第238話
それは数秒にも満たない刹那の攻防だった。
思惑が外れたリーダーは、目の前に迫る二体の魔物と裏切り者のディオン・シュルツを天秤にかけ、裏切り者を先に殺すことにした。
振り下ろされる異端審問官の鎌を、間合いを詰めたことで左肩に受け、ディオン・シュルツの顔面を右手で鷲掴みにする。
灰狼侍・改のアウギュスタの一太刀はリーダーの左手を切断したが、リーダーの右手から放たれる黒い炎がディオン・シュルツを包み込んだ。
鋼巨兵のラヴレーンチェフは、リーダーの両腕を掴み持ち上げる。しかし、リーダーは自由な右足を振り上げると、ラヴレーンチェフは、真っ二つに切り裂かれる。だがラヴレーンチェフにも意地があった。切断されても掴んだ両腕は決して離さなかった。
ラヴレーンチェフの重さに耐えられず、リーダーの腕が引き千切れた。
「今よ!! リオニー!!」
セレスティーヌ・ヴェラーは決して、リーダーから目を離さなかった。しかし、数秒待つがリオニーからの攻撃はない。リオニーに視線を向けると、小さな女の子がマーシャルの腹部をナイフで刺していて…リオニーはそれに釘付けとなっていた。
「リオニー!!」セレスティーヌ・ヴェラーは、ありったけの声で叫ぶ。が、おかしなことに地面が逆さまに見えた。おかしい…。自分はまだ…そこに立っているではないですか?
両腕を失ったリーダーの斬撃を放つ蹴りで首を刎ねられていたのだ。
アウギュスタは…? カルメンシータと猫亜人と戦っていた…恐らく…支配されてしまったのだろう…。完敗ね…。そして、セレスティーヌ・ヴェラーの意識は途絶えた。
「リオニー…リーダーを…」マーシャルさんの声で、リオニーは現実に引き戻される。

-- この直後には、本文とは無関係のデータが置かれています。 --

PR #2643, opened 2018-09-20
Adding the "hideGroupedColumns" igxGrid input

### LINKED ISSUE #2447: ixgGrid GroupBy feature should have the ability to hide column when grouped

PavlovVasil:
Closes #2447 .  
When testing: 
Run the Group By grid demo - [http://localhost:4200/gridGroupBy](url)
There is a switch at the top of the page that toggles the new option. Clicking on in when some columns are grouped should apply the setting and hide/show them at runtime.


MayaKirova:
If initial grouping expressions are defined, for example: 

```
public ngOnInit(): void {
     this.groupingExpressions =  [
            {
                fieldName: 'CompanyName',
                dir: SortingDirection.Asc
            }
        ];
}
```

`<igx-grid [hideGroupedColumns]="hideGroupedColumns"  [groupingExpressions]='groupingExpressions' ...`

Then an error is thrown: 
```
GridGroupBySampleComponent.html:2 ERROR TypeError: Cannot read property 'find' of undefined
    at IgxGridComponent$$1.push../dist/igniteui-angular/fesm5/igniteui-angular.js.IgxGridComponent$$1.getColumnByName (igniteui-angular.js:36548)
    at igniteui-angular.js:35389
    at Array.forEach (<anonymous>)
    at IgxGridComponent$$1.set [as hideGroupedColumns] (igniteui-angular.js:35388)
    at updateProp (core.js:9457)
    at checkAndUpdateDirectiveInline (core.js:9236)
    at checkAndUpdateNodeInline (core.js:10515)
    at checkAndUpdateNode (core.js:10477)
    at debugCheckAndUpdateNode (core.js:11110)
    at debugCheckDirectivesFn (core.js:11070)
```

An error should not be thrown and the initial grouped column should be hidden/shown depending on the specified hideGroupedColumns value.

npaunov:
1. @PavlovVasil if there are several columns grouped and hidden beforehand, for example:
    public ngOnInit(): void {
        this.groupingExpressions =  [
            {
                fieldName: 'CompanyName', dir: SortingDirection.Asc
            },
            {
                fieldName: 'Country', dir: SortingDirection.Desc
            }
        ];
        this.hideGroupedColumns = true;

npaunov:
..

MayaKirova:
@npaunov 1. should be resolved with the latest commit. 
2. appears to be a styling issue related to flex styles in IE and should be logged separately as it is not related to this PR.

しかし、振り返るとリーダーは、もう目の前まで!? 両腕を失っても優雅に…笑いながら近づいてくる。
左手の世界の叡智の杖には十分な魔力が注ぎ込まれているが、魔法を発動させる間に…殺されているだろう…。
負けた…。
「妹よ。そう悲しそうな顔をするではない。我が悪者のようではないか? すぐに…姉妹に会わせてやる」
リオニーとリーダーの間の空間が歪み、セレスティノ・ヘルメスベルガーとノアが姿を現した。
「リオニー!!」
「英雄スキルを返してもらうぞ」
セレスティノ・ヘルメスベルガーは、ありったけのスキルを発動させ、リーダーを圧倒する。
ノアは、使い魔達の支配を解き、ラヴレーンチェフを【蘇魔】スキルで蘇生を試みる。そして、周囲を見渡すと、マーシャルさんが…リリアナを抱いて!? 血が!?
なんてことだ。マーシャルさんが…刺されている!?
リリアナが、マーシャルさんから離れると、返り血を浴びて真っ赤に染まる自分の両手を見て驚いている。しかも、リリアナがマーシャルさんを刺した事に怯えているジュディッタには…天から力が注がれている。タムリンの力が…。
一体、何がどーなって、こんな状況に!? ノアの思考は空回りしていた…。